Guys only use "smoking hot girlfriend" when they don't have anything else to work with.
I know a couple women who were cute when they were young but, couldn't buy attention 15-20 years later.
When women turn 30 you'll get a "real" idea what they will look like the rest of their life.

.
http://2coolfishing.com/ttmbforum/showthread.php?t=949274


----------



## SwineAssassiN (Jul 24, 2011)

Bass-Tracker said:


> Guys only use "smoking hot girlfriend" when they don't have anything else to work with.
> I know a couple women who were cute when they were young but, couldn't buy attention 15-20 years later.
> When women turn 30 you'll get a "real" idea what they will look like the rest of their life.
> 
> ...


So ur saying I have nothing else to work with? What do u mean exactly?


----------



## tbone2374 (Feb 27, 2010)

Your SHG needs a shave.


----------



## big D. (Apr 10, 2010)

HAhaHA! That is too funny and I had to look! The only difference is that we probably wont be looking again for another peek!


----------



## brucevannguyen (Oct 21, 2012)

Just exactly how many time did you look on the other thread Big D???sad3sm


----------



## atcfisherman (Oct 5, 2006)

ROFL.... Is she from Good Times sitcom?


In Christ Alone I Place My Trust


----------



## Whitebassfisher (May 4, 2007)

Note to self: Continue to open *SwineAssassiN*'s threads that reference ladies, but not Bruce's. Both know how to fish, but one is blind.


----------



## troutredfish (Apr 18, 2005)

Did she get her head stuck in a crab traphwell:


----------



## sotexhookset (Jun 4, 2011)

Bass-Tracker said:


> Guys only use "smoking hot girlfriend" when they don't have anything else to work with.
> I know a couple women who were cute when they were young but, couldn't buy attention 15-20 years later.
> When women turn 30 you'll get a "real" idea what they will look like the rest of their life.
> 
> ...


Your delirious.



SwineAssassiN said:


> So ur saying I have nothing else to work with? What do u mean exactly?

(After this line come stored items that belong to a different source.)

PR #452, opened 2016-10-04
Pipe multiplexing

DanSimon:
This PR has some substantial changes and improvements to pipes, as well as a first run of multiplexing support for pipes, a crucial prerequisite for http/2 support.

_Notice that, as with my other PR's, the base branch is `develop-streaming-http`, so as a whole this is all still a work in progress._

### What is Multiplexing

In short, it's merging several independent sub-streams into a single multiplexed stream.  Demultiplexing is the process of taking a multiplexed stream and splitting it into its constituent substreams.  

In other words, a multiplexing pipe has the type `Pipe[Source[T], T]` and a demultiplexing pipe has the type `Pipe[T, Source[T]]`.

He's scared of hot chics like yours or he prefers the dong.



Whitebassfisher said:


> Note to self: Continue to open *SwineAssassiN*'s threads that reference ladies, but not Bruce's. Both know how to fish, but one is blind.


Exactly! Lol. Green sent.


----------



## Bozo (Jun 16, 2004)

That looks like a shrunken head and it gives me the shrunken head too!

:rotfl: :rotfl: :rotfl:


----------



## ChrisH2 (May 22, 2010)

haha Bruce, maybe you can get that person to jump into the water and make all the fish jump into the boat. Fastest limit ever, and a new way to dead stick. We can call the Ugly Stick method haha lol


----------



## Old Whaler (Sep 6, 2005)

She gives Hillary Clinton a run for her money


----------



## MJP (Dec 9, 2007)

^^^^^ LMFAO

Sent from my SGH-T999L using Tapatalk


----------



## muney pit (Mar 24, 2014)

.........


----------



## Bass-Tracker (Dec 23, 2013)

Old Whaler said:


> He-She gives Hillary Clinton a run for her money


Fixed it for ya.

.


----------



## ranger374v (Dec 23, 2010)

Lol 


Sent from my iPhone using Tapatalk


----------



## Major29 (Jun 19, 2011)

Lol

Sent from my SAMSUNG-SGH-I537 using Tapatalk


----------



## sargentmajor (Sep 13, 2012)

Does she have a sister...? Seriously get ahold of yourself...like literally and checkout pornhub.com......uhhhhhhhh...so Ive been told...honest. The good thing about her is you never have to worry about some other guy hitting on her/ him, it?


----------



## nikki (Apr 14, 2011)

musta been close to closing time


----------



## UnclePoPo (Jun 4, 2013)

**** Bruce. Wasn't paying attention of who opened the thread. Thought it was another Swine thread with the title. Spit my drink all over the computer. Think I might have peed myself just a little too.


----------



## FoghornLeghorn (Sep 11, 2012)

She looks like she stuck her face in a bathtub full of treble hooks.


----------



## Bankin' On It (Feb 14, 2013)

Ahahaha! Happy Mother's Day?


----------



## droebuck (Oct 17, 2011)

Wow all I can say is wow.


----------



## muney pit (Mar 24, 2014)

Bruce isnt picky. LoL


----------



## juror81 (Jul 21, 2011)

For crying out loud would someone hook Bruce up with a new girl friend

Sent from my SAMSUNG-SGH-I317 using Tapatalk


----------



## brucevannguyen (Oct 21, 2012)

Hey when you're drunk might be the prettiest thing you ever saw.


----------



## shadslinger (Aug 21, 2005)

Bruce if you have motor trouble on the lake it might be hard to get a tow in now. I'm for sure pulling out the binocs :ac550: before I come close


----------



## Pete25 (Apr 20, 2011)

Lmfao bruce!


----------



## Bankin' On It (Feb 14, 2013)

Bruce you crack me up dude


----------



## whsalum (Mar 4, 2013)

Beer burns coming out of your nose


----------



## ComeFrom? (May 21, 2004)

Suggest Euthanasia at the Vet. J/K!


----------



## Fishin' Soldier (Dec 25, 2007)

I think it hit every limb on the way down. Then climbed back up and did it once again just to make sure. 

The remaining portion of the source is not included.